# Sony Reader Touch Edition



## Devil's Advocate (Mar 28, 2010)

I was curious if anyone here has first-hand experience with the Sony Reader Touch Edition (the new one, PRS-600, not the old PRS-700). I've heard conflicting things, with some saying that the touchscreen is too reflective, occasionally making it hard to read; but then there are some who say that the screen is only 'slightly' reflective, in certain situations and at certain angles and, for the most part, is not a major issue.

Any thoughts? Is it worth spending my money on?


----------



## Devil's Advocate (Mar 31, 2010)

Wow. 325 views and no replies? Is no one here a part of the eBook revolution?


----------



## ktabic (Mar 31, 2010)

Oh, I'm sure several of us are (I've been using ebooks (originally text files on handhelds) for about 15 years now). 

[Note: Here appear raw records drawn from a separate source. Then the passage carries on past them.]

PR #311, opened 2026-07-22
feat: aggregate SecurityPolicy status from edge

### LINKED ISSUE #97: Propagate security policy status back from edge
## Summary

The SecurityPolicy type does not have its status condition propagated back to consumer projects resulting in users not knowing a security policy is not configured correctly. We need to define a new [ResourceInterpreterCustomization](https://karmada.io/docs/userguide/globalview/customizing-resource-interpreter/) to propagate the status back to the user. 

## Acceptance Criteria

- SecurityPolicies in projects have the status condition set correctly based on the status in edge clusters

ecv:
Adds a Karmada `ResourceInterpreterCustomization` that aggregates `gateway.envoyproxy.io/v1alpha1` SecurityPolicy status from member clusters back to the hub, so SecurityPolicies in project control planes surface their edge status condition.

SecurityPolicy uses the Gateway API `PolicyStatus` shape (`status.ancestors[].conditions`), identical to BackendTrafficPolicy, so the new block is modeled verbatim on the existing BackendTrafficPolicy interpreter and copies `status.ancestors`.

Closes #97

### DIFF
--- a/config/federation/resourceinterpreters.yaml
+++ b/config/federation/resourceinterpreters.yaml
@@ -232,3 +232,35 @@ spec:
           end
           return desiredObj
         end
+---
+apiVersion: config.karmada.io/v1alpha1
+kind: ResourceInterpreterCustomization
+metadata:
+  name: gateway.envoyproxy.io-securitypolicy
+spec:
+  target:
+    apiVersion: gateway.envoyproxy.io/v1alpha1
+    kind: SecurityPolicy
+  customizations:
+    statusAggregation:
+      luaScript: >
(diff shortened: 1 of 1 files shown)


kevwilliams (approved):
Adds a Karmada ResourceInterpreterCustomization for gateway.envoyproxy.io SecurityPolicy that aggregates status.ancestors from the first status item back to the hub. It matches the existing gateway.envoyproxy.io-backendtrafficpolicy entry in the same file line for line (same nil-guards, same statusItems[1] approach, same status.ancestors copy), extending that pattern to a new resource kind. Config-only, no Go code touched, CI is green.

Now currently I have a Sony PRS-505. But you are asking about a specific feature of a specific model of ereader, so only people who have one can answer (ideally you want someone who can compare it to a different ereader altogether). Now having said that, the screen on my 505 is fine, reflection wise, and according to the review here (reghardware) there isn't much difference between them.

I'm hoping to upgrade to a PRS-600 at some point, but am in no hurry since the 505 is great.


----------



## AE35Unit (Apr 2, 2010)

Hmmm i must get me a book reader, but I want one with a built in light for night reading which most dont have , instead opting for a more 'natural' reading experience!


----------



## Devil's Advocate (Apr 4, 2010)

@ktabic
You're right, my question is rather specific. I just figured that there would be plenty of people here with ebooks, and there would be a strong chance that a couple of them had the Touch, particularly since this is a UK-based forum and the Sony Readers seem more popular there than the Kindle.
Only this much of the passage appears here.